Correlation between inertial cavitation dose and endothelial cell damage in vivo

Abstract

Previous in vivo studies have demonstrated that vascular endothelial damage can result when vessels containing gas-based microbubble ultrasound contrast agent (UCA) are exposed to MHz-frequency pulsed ultrasound (US) of sufficient pressure amplitudes, presumably as a result of inertial cavitation (IC). The hypothesis guiding this research was that IC is the primary mechanism by which the vascular endothelium (VE) is damaged when a vessel is exposed to pulsed 1-MHz frequency US in the presence of circulating UCA. The expectation was that a correlation should exist between the magnitude and duration of IC activity and the degree of VE damage. Rabbit auricular vessels were exposed in vivo to 1.17-MHz focused US of variable peak rarefaction pressure amplitude (1, 3, 6.5 or 9 MPa), using low duty factors (0.04% or 0.4%), pulse lengths of 500 or 5000 cycles, with varying treatment durations and with or without infusion of a shelled microbubble contrast agent. A broadband passive cavitation detection system was used to measure IC activity in vivo within the targeted segment of the blood vessel. The magnitude of the detected IC activity was quantified using a previously reported measure of IC dose. Endothelial damage was assessed via scanning electron microscopy image analysis. The results supported the hypothesis and demonstrate that the magnitude of the measured IC dose correlates with the degree of VE damage when UCA is present. These results have implications for therapeutic US-induced vascular occlusion. (E-mail: [email protected])

Introduction

The ability to damage selectively the vascular endothelium (VE) without causing extensive perivascular injury has several potential therapeutic applications, including selective vascular thrombosis for the treatment and prevention of bleeding, tumor therapy and drug and gene delivery (Hynynen et al 1996, Unger et al 2002, Wu et al 2002). In a previous in vivo study, the ability to damage the vascular endothelium by exposing a vessel to pulsed, low duty factor (DF), high spatial-peak, pulse-average intensity (I_SPPA) ultrasound (US) in the presence of circulating ultrasound contrast agent (UCA) was demonstrated (Hwang et al. 2005). The general hypothesis guiding that study was that inertial cavitation (IC), rather than thermal damage, was the dominant mechanism causing endothelial damage. The study demonstrated that increasing endothelial surface damage occurred with increasing peak rarefaction pressure amplitudes (PRPA) and that histology did not provide any evidence of thermal injury to the perivascular tissue. However, the detection or quantification of IC activity in vivo was not attempted because the US transducer was scanned manually along the target vessel with the ear placed on an agar surface (as opposed to being submerged in a water tank). Therefore, direct detection of intravascular IC activity was precluded in those experiments, and the hypothesized correlation between IC activity and endothelial surface damage could not be addressed.

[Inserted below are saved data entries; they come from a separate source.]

PR #3860, opened 2022-01-28
Docker file to create Sandbox

guilherme-funchal:
Docker file and docker-compose.yml to create demo project Sandbox without need to compiling source code

To build is necessary : 
#docker-compose up --build

or 

#docker-compose up

### DIFF
--- a/Dockerfile.sandbox
+++ b/Dockerfile.sandbox
@@ -1,0 +1,21 @@
+FROM python:3.8
+ENV PYTHONUNBUFFERED 1
+
+COPY ./requirements.txt /requirements.txt
+
+RUN pip3 install -r /requirements.txt
+
+RUN groupadd -r django && useradd -r -g django django
+
+COPY . /app
+
+RUN chown -R django /app
+
+WORKDIR /app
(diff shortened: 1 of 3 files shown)


guilherme-funchal:
Hello!

I'm from brazil and I'm create some modifications to my project, and I like to contribuite in project.

Docker file and docker-compose.yml to create demo project Sandbox without need to compiling source code

solarissmoke:
@guilherme-funchal it's not clear to me what this change achieves? There is already a working Dockerfile in the project, which can be used to create an instance of the sandbox. I don't think a docker compose configuration is necessary since there is only one service in the cluster. We also can't modify the requirements.txt file in the way you have proposed, because it creates a circular reference to this package itself.

I'm going to close this for now - but please feel free to clarify what the specific issue is that is preventing you from using the existing Dockerfile, and then we can see what to do about it.

guilherme-funchal:
No problem, Maybe because of my inexperience I couldn't run docker and I modified it to make it easier.

So is trying to collaborate, greetings.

The detection of IC activity can be performed by using a passive cavitation detection (PCD) system that incorporates a broadband US “listening” transducer (Madanshetty et al. 1991). The typical signature of IC activity is that of broadband noise detected by the “listening” transducer. Several studies have demonstrated that IC activity can be quantified using PCD systems (Chen et al 2003a, Everbach et al 1997, Poliachik et al 1999). Chen et al. (2003a) reported a method of calculating an IC dose based on the root-mean-square (RMS) amplitude, in the frequency domain, of the broadband noise within a frequency window that was between harmonic peaks (e.g., between the third and fourth harmonics). They demonstrated excellent correlation between the calculated IC dose and erythrocyte hemolysis.

The general hypothesis guiding the present experimental studies was that IC is the primary mechanism by which the VE is damaged when a vessel is exposed to low DF, high PRPA, 1-MHz frequency US in the presence of circulating UCA. If true, a correlation should exist between the magnitude and duration of IC activity and the degree of VE damage.

Three specific hypotheses were subjected to test in an in vivo rabbit auricular blood vessel model: (1) IC nucleated by gas-based microbubble contrast agent can be detected using a PCD system and a quantitative measurement of IC, given as an IC dose, will correlate with PRPA; (2) for a given PRPA, the IC dose will be greater in vessels with circulating UCA than in those without and (3) the degree of endothelial damage will correlate with the measured IC dose.